Molecular Structure, DFT, Vibrational Spectra with Fluorescence Effect, Hirshfeld Surface, Docking Simulation and Antioxidant Activity of Thiazole Derivative


Khamees H. A., Mohammed Y. H. E., Swamynayaka A., Al-Ostoot F. H., SERT Y., Alghamdi S., ...Daha Fazla

CHEMISTRYSELECT, cilt.4, sa.15, ss.4544-4558, 2019 (SCI-Expanded) identifier identifier

  • Yayın Türü: Makale / Tam Makale
  • Cilt numarası: 4 Sayı: 15
  • Basım Tarihi: 2019
  • Doi Numarası: 10.1002/slct.201900646
  • Dergi Adı: CHEMISTRYSELECT
  • Derginin Tarandığı İndeksler: Science Citation Index Expanded (SCI-EXPANDED), Scopus
  • Sayfa Sayıları: ss.4544-4558
  • Anahtar Kelimeler: DFT computational modelling, Docking Simulation, Energy framework, Raman Fluorescence, Thiazole, X-RAY-DIFFRACTION, CRYSTAL-STRUCTURE, OXIDATIVE STRESS, FT-RAMAN, ANTIBACTERIAL, CHEMISTRY, DNA, IR
  • Yozgat Bozok Üniversitesi Adresli: Evet

Özet

2-(4-methylphenoxy)-N-(4-(4-bromophenyl) thiazol-2-yl) acetamide compound was obtained via a multistep synthesis sequence processes, which is characterized by H-1 NMR, C-13 NMR and its three-dimensional structure has been confirmed by single crystal X-ray diffraction method. The supramolecular structure of the molecule revealed the stability of crystal packing with diverse intermolecular interactions.

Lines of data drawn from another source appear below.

PR #691, opened 2023-06-13
Read only for backend

cindyyan317:
Not to create keyspace and tables if clio is running read-only mode.

If there is no keyspace and tables created, read-only clio will exit with the hint:

**backend/cassandra/Schema.h:649 [2023-06-13 10:31:29.369997] Backend:NFO Preparing cassandra statements
src/backend/CassandraBackend.h:94 [2023-06-13 10:31:29.371811] Backend:ERR Failed to prepare the statements for Clio-readonly:true
src/main/main.cpp:224 [2023-06-13 10:31:29.373172] General:FTL Exit on exception: Invalid query: keyspace clio does not exist**

### DIFF
--- a/CMake/deps/gtest.cmake
+++ b/CMake/deps/gtest.cmake
@@ -17,4 +17,6 @@ enable_testing()
 
 include(GoogleTest)
 
-gtest_discover_tests(clio_tests)
+#increase timeout for tests discovery to 10 seconds, by default it is 5s. As more unittests added, we start to hit this issue
+#https://github.com/google/googletest/issues/3475
+gtest_discover_tests(clio_tests DISCOVERY_TIMEOUT 10)
--- a/src/backend/CassandraBackend.h
+++ b/src/backend/CassandraBackend.h
@@ -72,7 +72,7 @@ public:
         if (auto const res = handle_.connect(); not res)
             throw std::runtime_error("Could not connect to Cassandra: " + res.error());
 
-        if (!readOnly)
+        if (not readOnly)
         {
             if (auto const res = handle_.execute(schema_.createKeyspace); not res)
             {
@@ -85,15 +85,17 @@ public:
             if (auto const res = handle_.executeEach(schema_.createSchema); not res)
                 throw std::runtime_error("Could not create schema: " + res.error());
         }
+
         try
         {
             schema_.prepareStatements(handle_);
         }
-        catch (std::exception const& ex)
+        catch (std::runtime_error const& ex)
         {
-            log_.error() << "Failed to prepare the statements for Clio-Readonly:" << readOnly;
+            log_.error() << "Failed to prepare the statements: " << ex.what() << " readOnly: " << readOnly;
             throw;
         }
+
         log_.info() << "Created (revamped) CassandraBackend";
     }
 
--- a/src/backend/CassandraBackend.h
+++ b/src/backend/CassandraBackend.h
@@ -63,7 +63,7 @@ public:
      *
      * @param settingsProvider
      */
-    BasicCassandraBackend(SettingsProviderType settingsProvider)
+    BasicCassandraBackend(SettingsProviderType settingsProvider, bool readOnly)
         : settingsProvider_{std::move(settingsProvider)}
         , schema_{settingsProvider_}
         , handle_{settingsProvider_.getSettings()}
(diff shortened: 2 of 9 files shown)


src/backend/CassandraBackend.h
```diff
@@ -72,18 +72,28 @@ class BasicCassandraBackend : public BackendInterface
...
+        }
+        try
+        {
+            schema_.prepareStatements(handle_);
+        }
+        catch (std::exception const& ex)
+        {
+            log_.error() << "Failed to prepare the statements for Clio-Readonly:" << readOnly;
+            throw;
+        }
```
godexsoft, line 97: Whitespace needed

src/backend/CassandraBackend.h
```diff
@@ -72,18 +72,28 @@ class BasicCassandraBackend : public BackendInterface
...
+                // on datastax, creation of keyspaces can be configured to only be done thru the admin interface.
+                // this does not mean that the keyspace does not already exist tho.
+                if (res.error().code() != CASS_ERROR_SERVER_UNAUTHORIZED)
+                    throw std::runtime_error("Could not create keyspace: " + res.error());
+            }
 
-        schema_.prepareStatements(handle_);
+            if (auto const res = handle_.executeEach(schema_.createSchema); not res)
+                throw std::runtime_error("Could not create schema: " + res.error());
+        }
```
godexsoft, line 87: Whitespace needed

src/backend/CassandraBackend.h
```diff
@@ -72,18 +72,28 @@ class BasicCassandraBackend : public BackendInterface
         if (auto const res = handle_.connect(); not res)
             throw std::runtime_error("Could not connect to Cassandra: " + res.error());
 
-        if (auto const res = handle_.execute(schema_.createKeyspace); not res)
+        if (!readOnly)
```
godexsoft: Perfect place to use `if (not readOnly)` syntax :octocat:

src/backend/CassandraBackend.h
```diff
@@ -72,18 +72,28 @@ class BasicCassandraBackend : public BackendInterface
...
 
-        schema_.prepareStatements(handle_);
+            if (auto const res = handle_.executeEach(schema_.createSchema); not res)
+                throw std::runtime_error("Could not create schema: " + res.error());
+        }
+        try
+        {
+            schema_.prepareStatements(handle_);
+        }
+        catch (std::exception const& ex)
```
godexsoft: Is there maybe a finer exception type we can catch here? What if some unrelated exception happens and readOnly was not actually set to true?

src/backend/CassandraBackend.h
```diff
@@ -72,18 +72,28 @@ class BasicCassandraBackend : public BackendInterface
...
+        {
+            log_.error() << "Failed to prepare the statements for Clio-Readonly:" << readOnly;
```
godexsoft: Maybe something like `"Failed to prepare statements: " << ex.what() << "; readonly: " << readOnly` would be slightly nicer?

godexsoft (changes requested):
Few small things can be made slightly nicer. Other than that it looks like it works 👍

src/backend/CassandraBackend.h
cindyyan317: I change the type to runtime_error which is raised here -> https://github.com/XRPLF/clio/blob/a76194d299f2b853ba865447a5f45f17a9ebac56/src/backend/cassandra/Handle.cpp#L152. 
I think we may have other exception happens but readonly is not true. So I print out the readonly value.

src/backend/CassandraBackend.h
cindyyan317: Fixed 👍 : The error msg is :
backend/cassandra/Schema.h:649 [2023-06-13 16:29:33.971595] Backend:NFO Preparing cassandra statements
src/backend/CassandraBackend.h:95 [2023-06-13 16:29:33.973286] Backend:ERR Failed to prepare the statements: Invalid query: keyspace clio does not exist readOnly: true
src/main/main.cpp:224 [2023-06-13 16:29:33.974685] General:FTL Exit on exception: Invalid query: keyspace clio does not exist

godexsoft: This is better but still unreadable `Failed to prepare the statements: Invalid query: keyspace clio does not exist readOnly: true`.
Please separate the `readOnly: true` part from the exception message (my recommendation is to use `;`) otherwise it looks like part of the same message 👍

src/backend/CassandraBackend.h
godexsoft: Looks like whitespace (empty line) still missing?

src/backend/CassandraBackend.h
godexsoft: It's good you print it - i'm only concerned with the formatting of the error message.. users will have a hard time if it's all collapsed and have no spaces.

src/backend/CassandraBackend.h
godexsoft: Looks like still needed.

godexsoft (changes requested):
Still a few things to iron out ⭐

CMake/deps/gtest.cmake
```diff
@@ -17,4 +17,6 @@ enable_testing()
 
 include(GoogleTest)
 
-gtest_discover_tests(clio_tests)
+#increase timeout for tests discovery to 10 seconds, by default it is 5s. As more unittests added, we start to hit this issue
+#https://github.com/google/googletest/issues/3475
+gtest_discover_tests(clio_tests DISCOVERY_TIMEOUT 10)
```
godexsoft, line 22: Wow. Great find 🥇

godexsoft (dismissed):
Looks good! thanks for taking the time to fix the small details and writing the new tests 🌟

godexsoft (approved):
👍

Density functional theory calculations (DFT) at B3LYP 6-311++G(d,p) level has been used to predict the molecular geometry and were in good agreement with the experimental data. Moreover, the theoretical calculations were carried out to appraise the electronic structure, vibrational spectra, natural bond orbital analysis, molecular electrostatic potential, frontier molecular orbitals and global reactivity descriptors. Raman spectra with fluorescence effect was examined with visible and near IR excitation wavelengths. Hirshfeld surface and energy framework analysis revealed the important intermolecular contacts and interaction energies. The antioxidant activity of this synthesized compound was predicted by in silico docking study on human peroxiredoxin 5 protein. The potential antioxidant activity was investigated by 1,1-diphenyl-1-picrylhydrazyl (DPPH) free radical screening and compared with standard drug ascorbic acid.